Sometimes the client is made aware of the PPI policy but is forced to take the policy out because it is “part of the agreement or loan” and that the loan is conditional on taking out the PPI. The only reason the client is forced to take the policy out is to massively increase the profit margin of the seller’s product or the Loan Company or both.

 

The average profit on a PPI policy is around 350% and is equal to approximately 30-45% of the total debt.

 

The amazing fact about PPI policies is that the number of claims which are honoured is almost nil. In fact, they were not designed to be claimed upon and the policy provider will wriggle out of a claim by any method necessary. For example, the single largest reason for absence from work in the UK is “back problem”. This is specifically excluded from cover with the majority of PPI policies. It is estimated that between one in six and one in four people suffer from mental health problems at some time in their life. This is also excluded. The policies are often sold to people who are self-employed or on fixed term contracts. These categories are also excluded.

 

The normal approach an insurance company will take to avoid a claim is to simply point to the exclusion list, which is extensive to say the least, find the appropriate exclusion and ultimately avoid responsibility under the policy.

 

The client has no say in this decision, as they were not included in any “fact find”. Or the client was not told of the 6 months deferred payment by the insurance company making the client liable for any payments for the first 6 months and so on. In addition, the policies are often limited to a specific period, usually of 12 months.

 

This industry is huge, with massive profits.
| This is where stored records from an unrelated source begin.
Issue #631, opened 2022-06-22
Any support on cuda11.x version?


XWHtorrentx:
I notice that dockerfile build-up is based on cuda10.2. Is it possible to build with later version of torch, mmcv, onnxruntime and cuda11.x? 

If the answer is yes please be specific about versions of prerequisites, thanks!

AllentDan:
You may pass the `CUDA=11.x` arg in to the dockerfile when building docker image.

XWHtorrentx:
> 

I have tried with CUDA=11.1 (what is supposed to be the most common choice). However conda won't install pytorch LTS with cuda support.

Pound for pound the most profitable insurance product in existence with no marketing costs, no acquisition costs, no point of sale costs, no staffing costs etc with virtually no claims being honoured.

 

Further, consider the figures below:

 

The motor insurance market equals £9 billion per year but at least they are real policies that can be claimed upon if needs be.

 

The home contents and building insurance market equals £8 billion per year but at least they are real policies that can be claimed upon if needs be.

 

The electronic and white goods warranties available at Comet and Dixons for example is a £3 billion per year market but at least they are real policies that can be claimed upon if needs be.

 

The PPI market is valued at nearly £6 billion per year with virtually no costs and no claims being honoured.

 

The sale of PPI props up almost all banking profits. For example, at the internet bank Egg, PPI sales accounted for 20% of its pre-tax profits in 2004, 17% at Lloyds TSB, 12% at Alliance & Leicester and 11% at Halifax.

 

PPI can still be claimed back even if an individual is undertaking a debt management plan to deal with a multiple debt situation.  Rent Collection PPI problems can also be considered. 

 

Other forms of legal claims such as RTA & motorbike accident claims require separate representation by a solicitor as they are unrelated claims.